How do I solve this analytically $3^x=9x$

$$3^x=9x \Rightarrow 1 =\frac {9x}{3^x} \Rightarrow 1= 9x \cdot e ^{-x\ln 3}\Rightarrow \frac{1}{9}=x \cdot e ^{-x\ln 3} \Rightarrow$$

$$\Rightarrow \frac{-\ln 3}{9}=(-x \ln 3)\cdot e^{-x\ln 3}\Rightarrow W\left(\frac{-\ln 3}{9}\right)=-x \ln 3\Rightarrow$$

$$x= \frac{-W\left(\frac{-\ln 3}{9}\right)}{\ln 3}$$

where W is Lambert W function .


This equation has no analytical solution, you can find roots only numerically. But one root is obvious. And we can prove that there is no root which is more than 3 by taking the derivative of $y=((x-2)\ln(3))-(\ln(x))$ that gives $y'=\ln(3)-\frac{1}{x}>0$ when $x>3$. There is another solution approximately $0.127869$. Because of monotonicity and continuity of $y$ on $[0,\frac{1}{\ln3}]$ there is only one root there, analogically on $(\frac{1}{\ln3},\infty)$. That is only two roots.
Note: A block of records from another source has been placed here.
PR #2013, opened 2024-10-23
retry: make max retries configurable

ashwanthgoli:
Adds an option to configure the max retries. This would come in handy for users that want to control retries at a higher level.

### DIFF
--- a/api.go
+++ b/api.go
@@ -283,7 +283,10 @@ func privateNew(endpoint string, opts *Options) (*Client, error) {
 	// healthcheck is not initialized
 	clnt.healthStatus = unknown
 
-	clnt.maxRetries = opts.MaxRetries
+	clnt.maxRetries = MaxRetry
+	if opts.MaxRetries > 0 {
+		clnt.maxRetries = opts.MaxRetries
+	}
 
 	// Return.
 	return clnt, nil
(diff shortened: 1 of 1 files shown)


klauspost (approved):

api.go
```diff
@@ -278,6 +283,8 @@ func privateNew(endpoint string, opts *Options) (*Client, error) {
 	// healthcheck is not initialized
 	clnt.healthStatus = unknown
 
+	clnt.maxRetries = opts.MaxRetries
```
harshavardhana, line 286: If MaxRetries is set to 0 set it to 3 to retain the current behavior, always default to MaxRetry global value

harshavardhana (changes requested):

api.go
ashwanthgoli: i was checking it [here](https://github.com/minio/minio-go/pull/2013/files#diff-f7bb71ca856c07b3329265f26b1e577e00b71e4792550cf14346bdbe0e7bd18dR604) before, but your suggestion is cleaner. updated in https://github.com/minio/minio-go/pull/2013/commits/fef61933ab1f75afb9b1b02a6d58ab1912fc4763

ashwanthgoli:
@klauspost @harshavardhana would really appreciate if you could take another look and merge it 🙇

harshavardhana (approved):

It's easy to prove that $3^x \geq 9x$ for all real $x \leq 0$ and $x\geq 3$ with equality at $x=3$. Furthermore, in the interval $(0,3)$ there is exactly one $\alpha$ such that $3^\alpha = 9\alpha$. Put all this together and it's not hard to show that $3^x > 9x$ for $x \in (-\infty,\alpha) \cup (3,\infty)$ and $3^x < 9x$ for $x \in (\alpha,3)$.

There is no way of algebraically manipulating the equation $3^x = 9x$ around to get this(*) - you have to use calculus (or something to that effect).

(*): Unless you don't mind using facts about the Lambert W function, and that amounts to the same as using calculus; essentially.